As described above, in the electric double layer capacitor device with a solar cell according to the present invention, in a device for supplying power to a load by combining a solar cell and an electric double layer capacitor, the load is connected to the output side. By connecting a plurality of solar cells connected in parallel between the terminals of one electric double layer capacitor between the input terminals of a DC / DC converter, the solar cells have a charge limiting function. Since it is configured to serve as a DC charging source, it does not exceed the withstand voltage without connecting a charge limiting circuit with large heat generation to each of a plurality of electric double layer capacitors connected in series. Can be charged.

This eliminates the need for providing a heat sink or the like,
For example, when used as a power supply for night outside lights, the apparatus main body can be installed underground or embedded in a wall of a building. Therefore, according to the present invention, it is possible to provide an electric double-layer capacitor device with a solar cell which does not require any heat radiation measures and is excellent in practicality.

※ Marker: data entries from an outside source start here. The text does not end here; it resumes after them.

PR #1692, opened 2022-10-19
[PATCH v3] test: cunit: provide option to run tests on control thread

nithind1988:
By default run all the tests on worker thread and
provide option to run tests on control thread.

This is needed because control threads will be slower and have less performance w.r.t fast path API.
For example, in our case, control thread will only support packet burst of 1 which would fail pktio_main test
case(pktio_test_recv_queue()) which tries to do burst enqueue of packets.

### DIFF
--- a/test/common/odp_cunit_common.c
+++ b/test/common/odp_cunit_common.c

[Brief description of the drawings]

FIG. 1 is a diagram showing a configuration of an electric double layer capacitor device with a solar cell according to an embodiment of the present invention.

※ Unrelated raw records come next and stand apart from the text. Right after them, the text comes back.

PR #1693, opened 2022-10-20
[PATCH v2] test: perf: l2fwd: fix more dependency to odp_generator

JereLeppanen:
The previous fix to this does not work when ODP is configured with --without-examples and built out-of-tree (i.e. configure is run in some other directory than ODP base directory).

Fix by adding a recipe to explicitly go to the generator directory to build it.

v2:
- Re-word subject line.
- Add review tags.


MatiasElo (approved):

MatiasElo (approved):
`more` could be dropped from the commit subject line.

JereLeppanen:
> `more` could be dropped from the commit subject line.

Slightly re-worded in v2. I wanted to avoid using the exact same subject line as in the earlier commit.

FIG. 2 is a configuration explanatory view of an electric double layer capacitor device with a charge limiting circuit showing a conventional technique.

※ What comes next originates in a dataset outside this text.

PR #1694, opened 2022-10-20
[PATCH v1] linux-gen: crypto: integrate Arm-optimized Multi-buffer Crypto for IPSec Library

Malvika-Gupta:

FIG. 3 is a diagram illustrating a configuration of a charge limiting circuit in FIG. 2;

[Explanation of symbols]

10 DC / DC Converters PC1 to PC3 Electric Double Layer Capacitor Unit with Solar Cell CB Capacitor Block C1 to C3 Electric Double Layer Capacitor PV
1 to PV3: Solar cell D1a to D3a: Backflow preventing diode D1b to D3b: Bypass diode

Claims (3)

[Claims] 1. A plurality of electric double layer capacitor units with solar cells are connected in series between input terminals of a DC / DC converter to which a load is connected on the output side, and each of said electric double layer capacitor units with solar cells is connected One electric double layer capacitor and a photovoltaic current which is connected in parallel between the terminals of the electric double layer capacitor as a charging current to the electric double layer capacitor and does not exceed the withstand voltage of the electric double layer capacitor An electric double-layer capacitor device with a solar cell, comprising: a solar cell selected as described above. 2. Each of the electric double layer capacitor units with solar cells is connected to the one electric double layer capacitor and a reverse current blocking diode for passing a photovoltaic current and preventing a discharge current from flowing into the electric double layer capacitor. The solar cell connected between the terminals of the electric double-layer capacitor through the cathode, the cathode side is connected to the positive terminal of the electric double-layer capacitor, and the anode side is connected to the negative terminal of the electric double-layer capacitor The electric double-layer capacitor device with a solar cell according to claim 1, comprising a bypass diode. 3. The electric double layer capacitor device with a solar cell according to claim 1, wherein the electric double layer capacitor is a large-capacity rectangular electric double layer capacitor.